The best time to plant out the willow for a tree bog (in the northern hemisphere) is from October to March, as then the willow has a chance to get established before the onset of summer. However it is possible to construct and use a tree bog at any time and then plant it out at the appropriate time of year. The straw acts as the visual screen for the compost pile until the willow is in place and growing.

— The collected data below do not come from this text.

Issue #2153, opened 2023-02-16
Remove trailing empty rows in uploaded CSV file for bulk link creation


halfwhole:
A number of users have been complaining that their bulk link uploads have been failing because the last row of their uploaded CSV file is empty, and they seem to be unable to debug and fix the issue on their own. It would be nice if Go's backend could help to remove or ignore any extra empty rows when parsing the CSV file, so users are less likely to encounter upload errors

ketanwani:
Hello, I have attempted a fix for this issue. Can you pls review: https://github.com/opengovsg/GoGovSG/pull/2389

PR #2389, opened 2025-07-08
fix: handle empty rows in bulk upload CSV files and refactor generate…

ketanwani:
## Problem

A number of users have been complaining of failed bulk link uploads because the last row of their uploaded CSV file is empty, and they seem to be unable to debug and fix the issue on their own. It would be nice if Go's backend could help to remove or ignore any extra empty rows when parsing the CSV file, so users are less likely to encounter upload errors

Closes [insert issue #]
https://github.com/opengovsg/GoGovSG/issues/2153

## Solution
Handle logic to ignore excel/csv rows which are empty in the end.

## Before & After Screenshots

**BEFORE**:

https://github.com/user-attachments/assets/157a6127-534d-48e8-a8d9-5aef54bdc592

**AFTER**:

https://github.com/user-attachments/assets/d92e607a-4a0b-4303-9397-eb1de9ebfe04

### DIFF
--- a/src/server/modules/bulk/services/BulkService.ts
+++ b/src/server/modules/bulk/services/BulkService.ts
@@ -35,7 +35,7 @@ export class BulkService implements interfaces.BulkService {
 
     return new Promise((resolve, reject) => {
       Papa.parse(dataString, {
-        skipEmptyLines: false,
+        skipEmptyLines: true,
         delimiter: ',',
         complete: () => {
           // check for empty file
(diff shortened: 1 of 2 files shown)


src/server/modules/bulk/services/BulkService.ts
```diff
@@ -75,60 +75,38 @@ export class BulkService implements interfaces.BulkService {
...
+                errorMessage += 'contains invalid url'
+              } else if (isNotCircularRedirect) {
+                errorMessage += 'contains circular redirect'
+              } else if (!noParsingError) {
+                errorMessage += 'has parsing error'
+              }
+              dogstatsd.increment(BULK_VALIDATION_ERROR, 1, 1, [
+                `${BULK_VALIDATION_ERROR_TAGS.isValidUrl}`,
+              ])
+              throw new Error(errorMessage)
```
seaerchin, line 108: not entirely sure - can there only be 1 error per line? if there's possibly >1, then the formatting might be abit awkward

seaerchin (commented):
no issues apart from a minor formatting issue

PR #2395, opened 2025-07-10
chore: escape raw html

seaerchin:
## Problem
Go uses raw html for templating without escaping them. This PR adds that in. 

## Solution
add escaping into the html template (ejs [docs](https://ejs.co/#docs))


adriangohjw:
bugbot run

seaerchin:
when will ai replace me :kekw:

dcshzj (approved):

PR #2396, opened 2025-07-11
chore: fix compute issue from tags

seaerchin:
## Problem
https://opengovproducts.slack.com/archives/C0949RH4NTA/p1752216333458559

## Solution
- don't use `helpers.message` because it's compute intensive 
- return a hardcoded message cos it won't be seen by frontend
- update initial regex for creation of url to follow frontend's requirements


adriangohjw:
bugbot run

harishv7 (approved):
lgtm, pls test on staging first

PR #2400, opened 2025-07-21
isom-2003 feat(otp): update OTP verification to include IP address

adriangohjw:
## Problem

Closes https://linear.app/ogp/issue/ISOM-2003/vapt-active-denial-of-service-of-login-to-gogovsg

## Solution

**Features**:

- use `email:ip` as redis key instead of just `email`

**Improvements**:

- add test case for this

## Tests

- refer to Linear ticket for steps to reproduce

### DIFF
--- a/src/server/modules/auth/LoginController.ts
+++ b/src/server/modules/auth/LoginController.ts
@@ -68,7 +68,7 @@ export class LoginController {
     const { email, otp }: VerifyOtpRequest = req.body
 
     try {
-      const user = await this.authService.verifyOtp(email, otp)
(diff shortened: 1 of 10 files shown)


adriangohjw:
bugbot run

dcshzj (approved):
I think ok, but feels a bit like the blind leading the blind lol, need to really test on staging to make sure everything is still working as expected.

adriangohjw:
> I think ok, but feels a bit like the blind leading the blind lol, need to really test on staging to make sure everything is still working as expected.

@dcshzj yeah i agree :sadge:

PR #2401, opened 2025-07-21
isom-2008 feat(redirect): enhance checks for bypassing transition page

adriangohjw:
## Problem

Closes https://linear.app/ogp/issue/ISOM-2008/vapt-insufficient-referrer-validation-bypasses-transition-page

## Solution

**Improvements**:

- use built-in `URL` function to check instead of `startsWith`
- extract into private method for readability 
- add tests

## Tests

- refer to Linear ticket for steps to reproduce

### DIFF
--- a/src/server/modules/redirect/services/RedirectService.ts
+++ b/src/server/modules/redirect/services/RedirectService.ts
@@ -68,7 +68,7 @@ export class RedirectService {
       }
     }
 
-    const isFromTrustedPage = referrer.startsWith(ogUrl)
+    const isFromTrustedPage = RedirectService.isFromTrustedPage(referrer)
 
     const renderTransitionPage =
       !this.cookieArrayReducerService.userHasVisitedShortlink(
@@ -87,6 +87,23 @@ export class RedirectService {
       redirectType: renderTransitionPage
         ? RedirectType.TransitionPage
         : RedirectType.Direct,
+    }
+  }
+
+  /**
+   * Checks whether the referrer is from a trusted page (same origin as ogUrl).
+   * This prevents malicious sites from bypassing the transition page.
+   * @param {string} referrer - The referrer URL to check.
+   * @returns {boolean} - True if referrer is from trusted origin, false otherwise.
+   */
+  private static isFromTrustedPage(referrer: string): boolean {
+    try {
+      const referrerUrl = new URL(referrer)
+      const trustedUrl = new URL(ogUrl)
+      return referrerUrl.origin === trustedUrl.origin
+    } catch {
+      // If referrer is not a valid URL, treat as untrusted
+      return false
     }
   }
 
--- a/src/server/modules/redirect/services/__tests__/RedirectService.test.ts
+++ b/src/server/modules/redirect/services/__tests__/RedirectService.test.ts
@@ -59,7 +59,7 @@ describe('RedirectService', () => {
     )
   })
 
-  describe('referrer validation', () => {
+  describe('redirectFor', () => {
     it('should allow direct redirect for exact ogUrl match when user has not visited before', async () => {
       const result = await redirectService.redirectFor(
         'test',
--- a/src/server/modules/redirect/services/__tests__/RedirectService.test.ts
+++ b/src/server/modules/redirect/services/__tests__/RedirectService.test.ts
@@ -1,0 +1,193 @@
+import { RedirectService } from '../RedirectService'
+import { UrlRepositoryInterface } from '../../../../repositories/interfaces/UrlRepositoryInterface'
+import { CrawlerCheckService } from '../CrawlerCheckService'
+import { CookieArrayReducerService } from '../CookieArrayReducerService'
+import { LinkStatisticsService } from '../../../analytics/interfaces'
+import { RedirectType } from '../..'
+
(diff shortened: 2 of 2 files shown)


adriangohjw:
bugbot run

adriangohjw:
> ### Bug: Trusted Referrer Tests Expect Incorrect Redirect
> The `RedirectService.test.ts` file contains incorrect expectations for trusted referrer scenarios. Tests for referrers from the same origin as `ogUrl` (e.g., exact match, with path, or with query parameters) currently expect `RedirectType.TransitionPage`. However, the `RedirectService`'s logic dictates `RedirectType.Direct` for these cases, as a trusted referrer should bypass the transition page.

fixed tests in https://github.com/opengovsg/GoGovSG/pull/2401/commits/29b40c8a169dcf2e4babd2f95deb861a557cfb5e

adriangohjw:
> ### Bug: Malformed URL in Security Test
> The test "should NOT allow transition page bypass for domain containing ogUrl" constructs a malformed referrer URL. The template literal `https://staging.${ogUrl}.malicious.com` results in `https://staging.https://go.gov.sg.malicious.com` because `ogUrl` already includes `https://`, creating a double protocol. While the test passes (as invalid URLs are correctly treated as untrusted), it does not test the intended scenario of a malicious domain containing the trusted domain name. The URL should be `https://staging.go.gov.sg.malicious.com`.

fixed in https://github.com/opengovsg/GoGovSG/pull/2401/commits/9206094819e29b9b2b14119186527f63f2cf3c80

src/server/modules/redirect/services/RedirectService.ts
```diff
@@ -68,7 +68,7 @@ export class RedirectService {
       }
     }
 
-    const isFromTrustedPage = referrer.startsWith(ogUrl)
+    const isFromTrustedPage = RedirectService.isFromTrustedPage(referrer)
```
dcshzj, line 71: issue: should use `this` instead of `RedirectService`

src/server/modules/redirect/services/__tests__/RedirectService.test.ts
```diff
@@ -0,0 +1,195 @@
...
+    // Create service instance with mocked dependencies
+    redirectService = new RedirectService(
+      mockUrlRepository as unknown as UrlRepositoryInterface,
+      mockCrawlerCheckService as unknown as CrawlerCheckService,
+      mockCookieArrayReducerService as unknown as CookieArrayReducerService,
+      mockLinkStatisticsService as unknown as LinkStatisticsService,
+    )
+  })
+
+  describe('referrer validation', () => {
```
dcshzj: nit: can name it after the function instead? Easier to identify and debug

src/server/modules/redirect/services/__tests__/RedirectService.test.ts
```diff
@@ -0,0 +1,195 @@
...
+      'test',
+    ])
+
+    // Create service instance with mocked dependencies
+    redirectService = new RedirectService(
+      mockUrlRepository as unknown as UrlRepositoryInterface,
+      mockCrawlerCheckService as unknown as CrawlerCheckService,
+      mockCookieArrayReducerService as unknown as CookieArrayReducerService,
+      mockLinkStatisticsService as unknown as LinkStatisticsService,
+    )
```
dcshzj: suggestion: I think this init can be outside of the `beforeEach` and `describe`, might help in making tests run a bit faster

src/server/modules/redirect/services/RedirectService.ts
adriangohjw: actually im not super familiar with the framework, but i referenced this from an existing code

https://github.com/opengovsg/GoGovSG/blob/2d94333681183713289901ec0cbe11d1ade024d5/src/server/modules/redirect/services/RedirectService.ts#L47-L49

https://github.com/opengovsg/GoGovSG/blob/2d94333681183713289901ec0cbe11d1ade024d5/src/server/modules/redirect/services/RedirectService.ts#L98-L100

curious - what's the issue for this?

src/server/modules/redirect/services/__tests__/RedirectService.test.ts
adriangohjw: updated in https://github.com/opengovsg/GoGovSG/pull/2401/commits/36b91b063ff399ce2783c76f9bcc005a33d39cd7 👍

src/server/modules/redirect/services/__tests__/RedirectService.test.ts
adriangohjw: updated in https://github.com/opengovsg/GoGovSG/pull/2401/commits/1684f2601ba30a977c3f0a0856935042bf40d255 👍

src/server/modules/redirect/services/RedirectService.ts
dcshzj: Ah oops sorry was reviewing on mobile, so didn't see the `static` part. Doing `RedirectService.isFromTrustedPage` is ok since `isFromTrustedPage` is a static function. If otherwise then should use `this`.

dcshzj (approved):

PR #2402, opened 2025-07-22
feat: add safeBrowsingExpiry column to urls table

dcshzj:
## Problem

We need to support the caching of the safe browsing scan results for at least 24 hours.

## Solution

**Features**:

- Add a new `safeBrowsingExpiry` column to the `urls` table to support storing of the safe browsing scan result's expiry date.
    - This date represents the time in which no further safe browsing scanning is required.
    - The duration will be decided later by the producer of this information, so there is flexibility in determining when a scan result expires.

## Tests

- [ ] Run the DB migration to add the `safeBrowsingExpiry` column. Verify that the new column appears in the `urls` table.
- [ ] Create a new link, verify that link creation still works as intended.
- [ ] Edit the new link you have created, verify that link editing still works as intended.

## Deploy Notes

- [ ] Run DB migration to add the `safeBrowsingExpiry` column.


src/server/db_migrations/20250721_add_urls_safebrowsing_expiry.sql
```diff
@@ -0,0 +1,11 @@
...
+-- backwards-compatible with the current codebase as it allows NULL values.
+
+BEGIN TRANSACTION;
+
+ALTER TABLE urls ADD "safeBrowsingExpiry" TIMESTAMP WITH TIME ZONE;
+
+COMMIT;
+
+-- Down migration
+-- ALTER TABLE urls DROP COLUMN "safeBrowsingExpiry";
```
seaerchin: question: how will we run this migration since it looks like we're not using `sequelize-cli`?

seaerchin (commented):
1 comment, could we also run this on `staging` (technically `edge`) to ensure that it's working properly?

i think might be hard to check manually so there's some value in having unit tests here to make sure that we rescan past 24 hours

src/server/db_migrations/20250721_add_urls_safebrowsing_expiry.sql
seaerchin: from sequelize-cli [docs](https://github.com/sequelize/cli): `sequelize migration:generate` -> `sequelize migration:generate --name migration-name`

seaerchin: (it's hidden somewhere [here](https://sequelize.org/docs/v6/other-topics/migrations/) using `sequelize-cli`: `npx sequelize-cli migration:generate --name migration-skeleton`)

dcshzj: Updated in db085469f146dfcc4d40408ef9bdf49c87b61d99.

seaerchin (approved):

PR #2403, opened 2025-07-22
feat: check for malicious link just before redirect

dcshzj:
## Problem

Closes ISOM-2006.

## Solution

**Features**:

- Add a check on the destination URL to ensure that it is not malicious just before redirecting the user.
- Save the malicious scan result into the database with an expiry date.
- Automatically disable the link and email the link owner when the destination URL is detected to be malicious.

## Tests

**TO BE ADDED**

### DIFF
--- a/src/server/modules/redirect/services/RedirectService.ts
+++ b/src/server/modules/redirect/services/RedirectService.ts
@@ -6,6 +6,9 @@ import { RedirectResult, RedirectType } from '..'
 import { LinkStatisticsService } from '../../analytics/interfaces'
 import { logger, ogUrl } from '../../../config'
 import { CookieArrayReducerService, CrawlerCheckService } from '.'
+import { UrlThreatScanService } from '../../threat/interfaces'
+import { getSafeBrowsingExpiryDate } from '../../../util/safeBrowsing'
+import { UrlManagementService } from '../../user/interfaces'
 
 @injectable()
 export class RedirectService {
@@ -17,6 +20,10 @@ export class RedirectService {
 
   private linkStatisticsService: LinkStatisticsService
 
+  private urlThreatScanService: UrlThreatScanService
+
+  private urlManagementService: UrlManagementService
+
   public constructor(
     @inject(DependencyIds.urlRepository) urlRepository: UrlRepositoryInterface,
     @inject(DependencyIds.crawlerCheckService)
@@ -25,11 +32,17 @@ export class RedirectService {
     cookieArrayReducerService: CookieArrayReducerService,
     @inject(DependencyIds.linkStatisticsService)
     linkStatisticsService: LinkStatisticsService,
+    @inject(DependencyIds.urlThreatScanService)
+    urlThreatScanService: UrlThreatScanService,
+    @inject(DependencyIds.urlManagementService)
+    urlManagementService: UrlManagementService,
   ) {
     this.urlRepository = urlRepository
     this.crawlerCheckService = crawlerCheckService
     this.cookieArrayReducerService = cookieArrayReducerService
     this.linkStatisticsService = linkStatisticsService
+    this.urlThreatScanService = urlThreatScanService
+    this.urlManagementService = urlManagementService
   }
 
   public redirectFor: (
@@ -51,7 +64,34 @@ export class RedirectService {
     const shortUrl = rawShortUrl.toLowerCase()
 
     // Find longUrl to redirect to
-    const longUrl = await this.urlRepository.getLongUrl(shortUrl)
+    const { longUrl, isFile, safeBrowsingExpiry } =
+      await this.urlRepository.getLongUrl(shortUrl)
+
+    // Validate that the longUrl is not a malicious link
+    const isSafeBrowsingResultExpired =
+      !isFile &&
+      (!safeBrowsingExpiry ||
+        new Date(safeBrowsingExpiry).getTime() < Date.now())
+
+    if (isSafeBrowsingResultExpired) {
+      const isThreat = await this.urlThreatScanService.isThreat(longUrl)
+      if (isThreat) {
+        logger.warn(
+          `Malicious link attempt: ${longUrl} was detected as malicious for shortUrl ${shortUrl}`,
+        )
+
+        // Deactivate the short link and warn the short link owner
+        await this.urlManagementService.deactivateMaliciousShortUrl(shortUrl)
+
+        // NOTE: We return a 404 error here to make the user experience the same
+        // as if the short link was deactivated/not found for simplicity and to
+        // avoid inducing user panic.
+        throw new NotFoundError('Malicious link detected')
+      }
+      // Store the result of the threat scan in the database
+      const expiry = getSafeBrowsingExpiryDate({ longUrl })
+      await this.urlRepository.updateSafeBrowsingExpiry(shortUrl, expiry)
+    }
 
     // Update clicks and click statistics in database.
     try {
--- a/src/server/repositories/UrlRepository.ts
+++ b/src/server/repositories/UrlRepository.ts
@@ -14,6 +14,7 @@ import { FileVisibility, S3Interface } from '../services/aws'
 import { UrlRepositoryInterface } from './interfaces/UrlRepositoryInterface'
 import {
   BulkUrlMapping,
+  RedirectDestination,
   StorableFile,
   StorableUrl,
   UrlDirectory,
@@ -27,6 +28,7 @@ import { DirectoryQueryConditions } from '../modules/directory'
 import { extractShortUrl, sanitiseQuery } from '../util/parse'
 import { TagRepositoryInterface } from './interfaces/TagRepositoryInterface'
 import { TAG_SEPARATOR } from '../../shared/constants'
+import { getSafeBrowsingExpiryDate } from '../util/safeBrowsing'
 
 const { Public, Private } = FileVisibility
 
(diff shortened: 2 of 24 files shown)


src/server/modules/redirect/services/RedirectService.ts
```diff
@@ -51,7 +64,34 @@ export class RedirectService {
     const shortUrl = rawShortUrl.toLowerCase()
 
     // Find longUrl to redirect to
-    const longUrl = await this.urlRepository.getLongUrl(shortUrl)
+    const { longUrl, isFile, safeBrowsingExpiry } =
+      await this.urlRepository.getLongUrl(shortUrl)
+
+    // Validate that the longUrl is not a malicious link
+    const isSafeBrowsingResultExpired =
```
seaerchin, line 71: question: it looks like we don't scan again for files; i know we scan on initial upload, but what happens if the user changes the initial file (file A) to another file (file B)? 

this is out of scope of this PR, but i'll double check later to make sure we rescan on file updates

src/server/modules/redirect/services/RedirectService.ts
```diff
@@ -51,7 +64,34 @@ export class RedirectService {
...
+      !isFile &&
+      (!safeBrowsingExpiry ||
+        new Date(safeBrowsingExpiry).getTime() < Date.now())
```
seaerchin, line 74: [nit] there might be a gap betewen the `getTime` and `Date.now` if the TZs are different. just double confirming that we're using the same TZ for both?

src/server/modules/redirect/services/RedirectService.ts
```diff
@@ -51,7 +64,34 @@ export class RedirectService {
...
+
+    if (isSafeBrowsingResultExpired) {
+      const isThreat = await this.urlThreatScanService.isThreat(longUrl)
```
seaerchin, line 77: [issue] actually there's an issue here, on `urlThreatScanService.isThreat`. the response out from google contains a `expireTime`, which we should be checking against (https://cloud.google.com/web-risk/docs/reference/rpc/google.cloud.webrisk.v1#threaturi). 

this isn't a super big deal (because we cache for 24 hours only), but i think the fix is simple enough to do

src/server/repositories/UrlRepository.ts
```diff
@@ -521,7 +528,17 @@ export class UrlRepository implements UrlRepositoryInterface {
             )
             return
           }
-          resolve(cacheLongUrl)
+
+          try {
+            const redirectDestination = JSON.parse(cacheLongUrl)
```
seaerchin, line 535: [issue] i think there are 2 issues here:

first, i think we updated the data structure from string -> json, which might cause issues when we're trying to read the new value. i think our new code cannot `reject` outright and we'd need to handle the fallback of parsing a string value rather than our json encoded value. 

secondly, because our deploy window is so long, we need to handle the case where our old code reads a json encoded value. this will cause our existing flow to mess up, so it needs to be handled properly too. 

from our offline discussion, i think we can do a small release so that we wrap the `JSON.parse` method here to try reading it as a JSON value first, then fallback to raw string

src/server/repositories/UrlRepository.ts
```diff
@@ -197,21 +200,20 @@ export class UrlRepository implements UrlRepositoryInterface {
...
-      // Cache lookup
-      return await this.getLongUrlFromCache(shortUrl)
-    } catch {
-      // Cache failed, look in database
-      const longUrl = await this.getLongUrlFromDatabase(shortUrl)
-      this.cacheShortUrl(shortUrl, longUrl).catch((error) =>
-        logger.error(`Unable to cache short URL: ${error}`),
-      )
-      return longUrl
+  public getLongUrl: (shortUrl: string) => Promise<RedirectDestination> =
```
seaerchin, line 203: we need to relax this return condition to `RedirectDestination | string` due to the previously mentioned issue of data format changing

src/server/repositories/UrlRepository.ts
```diff
@@ -604,6 +632,36 @@ export class UrlRepository implements UrlRepositoryInterface {
...
+    const url = await Url.findOne({ where: { shortUrl } })
+    if (!url) {
+      throw new NotFoundError(`Url with shortUrl ${shortUrl} not found`)
+    }
+
+    await this.update(
+      { shortUrl },
+      { safeBrowsingExpiry: expiry.toISOString() },
+      undefined,
+    )
```
seaerchin, line 674: [question] the `update` method invalidates our redis cache, so now new accesses to get the expiry time would also hit our db, ensuring the latest `expiry` right?

seaerchin (commented):
issues wrt the data structure being changed impacting the code, especially because we rely on it for doing our code scanning.

seaerchin:
(some stuff that claude pointed out)

1. our scanning takes place in the hot path, which might delay the redirect, especially because this is `user -> us -> webrisk` 
2. rate limiting for threat scanning API call (i think we don't need this because we cache our results and we also check if we need to scan first)
3. silent failure on `UrlManagementService:237` when we try to lookup users (<- afaict, we don't throw an error but we do catch the `null` case)

adriangohjw:
bugbot run

src/server/modules/redirect/services/RedirectService.ts
dcshzj: Yeah for re-uploads, the file is rescanned. Ref:

https://github.com/opengovsg/GoGovSG/blob/705b25f9e9aec6653eb16ce1e767800eeab91579/src/server/api/user/index.ts#L141-L151

src/server/modules/redirect/services/RedirectService.ts
dcshzj: Hmm the code to set the `safeBrowsingExpiry` is also done using `Date.now()`, so that should cancel out the time zone differences (i.e. they are generated using the same time zone). Ref:

https://github.com/opengovsg/GoGovSG/blob/705b25f9e9aec6653eb16ce1e767800eeab91579/src/server/util/safeBrowsing.ts#L13

src/server/repositories/UrlRepository.ts
dcshzj: Let me do a split of the PRs so they get released separately.

src/server/modules/redirect/services/RedirectService.ts
dcshzj: Good point yeah, let me update.

src/server/repositories/UrlRepository.ts
dcshzj: Yup that's correct, it purges the record from the redis cache so the next retrieval will need to go to DB, then get cached in redis with the new expiry time.

src/server/repositories/UrlRepository.ts
```diff
@@ -521,7 +528,17 @@ export class UrlRepository implements UrlRepositoryInterface {
...
+          try {
+            const redirectDestination = JSON.parse(cacheLongUrl)
+            resolve(redirectDestination)
+          } catch (_) {
+            reject(
+              new NotFoundError(
+                `longUrl not found in cache:\tshortUrl=${shortUrl}`,
+              ),
+            )
+          }
```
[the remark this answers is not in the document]
dcshzj: Wonderful, this was the same point raised by @seaerchin earlier. To mitigate, we will do as a 3-step release:
1. Update app code to handle both cases, using the JSON.parse function optimistically, then falling back to using strings
2. Update app code to start inserting using the new JSON object
3. Update app code to remove the handling of the string case

src/server/modules/redirect/services/RedirectService.ts
dcshzj: Actually hmm no, seems like the change is more complex than I thought. The `isThreat` returns a boolean which is relatively straightforward to do, but we will need to handle for `isThreatBulk` which itself does a `.every()`, which will have quite a bit of changes.

I think 24 hours should be relatively short enough in this case?

src/server/repositories/UrlRepository.ts
dcshzj: Updated in 647fee7becd9a080e4cd8dd8216a7695162bf43f, will push a second PR to revert back the changes

src/server/modules/redirect/services/RedirectService.ts
seaerchin: ok, i think 24 hours is fine ba

src/server/repositories/UrlRepository.ts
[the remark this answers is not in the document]
seaerchin: praise bugbot

src/server/repositories/UrlRepository.ts
```diff
@@ -197,21 +200,22 @@ export class UrlRepository implements UrlRepositoryInterface {
...
+    async (shortUrl) => {
+      try {
+        // Cache lookup
+        return await this.getLongUrlFromCache(shortUrl)
+      } catch {
+        // Cache failed, look in database
+        const redirectDestination = await this.getLongUrlFromDatabase(shortUrl)
+        // FIXME: Cache the entire RedirectDestination object once all app
+        // clients are updated to use the new RedirectDestination type.
+        this.cacheShortUrl(shortUrl, redirectDestination.longUrl).catch(
```
seaerchin, line 213: [question] why are we not `await`ing the cache call? doesn't seem like it has an impact, but just curious

seaerchin (approved):

src/server/repositories/UrlRepository.ts
dcshzj: Hmm I think it's cos the adding to cache part can be done later, so it doesn't impact the person being redirected

PR #2407, opened 2025-08-06
feat: start writing RedirectionDestination in redis cache

dcshzj:
## Problem

Split from #2403 

## Solution

**Features**:

- Start writing RedirectDestination into the redis cache

## Tests

## Deploy Notes

- Must be released after #2403 is merged and released!

### DIFF
--- a/src/server/modules/redirect/__tests__/RedirectController.test.ts
+++ b/src/server/modules/redirect/__tests__/RedirectController.test.ts
@@ -21,7 +21,7 @@ import {
   CrawlerCheckService,
   RedirectService,
 } from '../services'
-// import { RedirectDestination } from '../../../repositories/types'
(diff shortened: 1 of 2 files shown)


seaerchin (commented):
generally no issues, but can i be abit more onerous here, cos the blast radius of this chnage is huge. 

would it be possible to add a test case for back-compat (so now, my values in redis are `string` and not `json`) then check that reads still work gracefully.

understand that we do a `try/catch` then resolve with defaults:
```ts
            resolve({
              longUrl: cacheLongUrl,
              isFile: false,
              safeBrowsingExpiry: null,
            })
```

but just paranoid haha

seaerchin (approved):
discarding my previous review, noticed existing tests use a string already

PR #16, opened 2015-04-13
Dev/master

MJHarrison-GFDL:
Following discussion w/ @Zhi-Liang updated closer to main branch. Should be ready for merge testing.
The search algorithm needs some re-thinking . We start with a prior guess for the nearest then search
locally. This failed when I tried with a newer grid.  This fix works for now.


underwoo:
This patch has been applied.  As I don't want the chance of an additional merge commit, I will simply close this pull request.

Issue #22, opened 2016-07-13
Axes attribute initialisation


nicjhan:
Axes%num_attributes is not initialised. Since it can take any value this can cause problems such as array bounds overruns.

nicjhan:
Example failure output:

https://climate-cms.nci.org.au/jenkins/job/mom-ocean.org/job/MOM6_run/build=DEBUG,compiler=gnu,experiment=ocean_only-benchmark,memory_type=dynamic/28/console

underwoo:
Thank you for reporting this. We will get it fixed and update the dev/master branch.

underwoo:
#23 merged.

PR #23, opened 2016-07-13
#22 initialise num_attributes, value used in loops before being set.

nicjhan:


underwoo:
We have brought this into our internal development.  When we merge this into dev/master we will push dev/master up.  When we are ready to release the first verona patch this will be included in that release.  

Thank you for your contribution.

underwoo:
Testing with this branch is completed.  We are running more tests on other code updates.  We should have this merged into master soon.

Vigorous varieties of unrooted willow sets/cuttings work best, and if they are planted out after the middle of April they should be well mulched and watered every day for the first month or they will not take (i.e. the roots will not develop and they will wither away). If possible use named osier or biomass types since these will grow vigorously and can tolerate the annual coppicing as well as being suited for use in basketry and hurdle making. If you are gathering local wild osier or other willow to plant your tree bog, use willow that has been coppiced or pollarded recently, because young wood makes the best cuttings.

Willow management

The willow can be coppiced annually or left to grow for more than one year, though you will find it grows quite large. Cut the willow between November and early March and don’t be afraid to cut it right down to the ground or to the top of your living woven willow hurdle - as long as it is not smothered with weeds and has sufficient sunlight it will regrow vigorously, using the nutrients and moisture within the tree bog.


Sawdust is useful to aid the correct carbon-nitrogen ratio, but too much can dilute the mixture too much. Use untreated sawdust only, in small quantities, or add a daily or weekly layer to the compost pile. Wood ash is helpful in keeping the smell down. In normal use the urine drains away from the compost pile by gravity and soaks into the soil where it may contaminate the water table, and if large quantities of urine are entering your tree bog, you should consider separating the inputs - composting liquids and solids separately - e.g. a simple straw urinal, for liquids only.

The ‘gravity powered’ separation of solids and liquids should prevent the smells caused by the compost pile going anaerobic. The through-flow of air below the platform is also important as a boxed-in pile with no ventilation may well go anaerobic and start to stink.

Some treeboggers have installed in their tree bog a urine separating system like a conventional compost toilet, this enables pipework to take the urine directly to the planted willow and surrounding straw mulch and so the liquids and solids do not mix to any great degree - it is not clear if this is advantageous in that the fecal mass may then become too dry.

It is worth noting that any design used should prevent splashes of misdirected urine from soaking into wooden seating or seat support structures as this may cause a smell over time, a metal splash plate or plastic sheet pinned into place can prevent this from occurring.

Official requirements (in UK)

Planning - if your tree bog is a temporary structure and has no permanent foundations, planning regulations do not usually apply, but be sure to check locally.

Local Environmental Health Officers may have no objections if access to the compost pile is restricted from children and pets (hence the chicken wire or similar barrier) and hand washing facilities are available nearby. The full gamut of Environmental Health regulations for composting toilets may be applied; do not assume a tree bog is exempt from these regulations.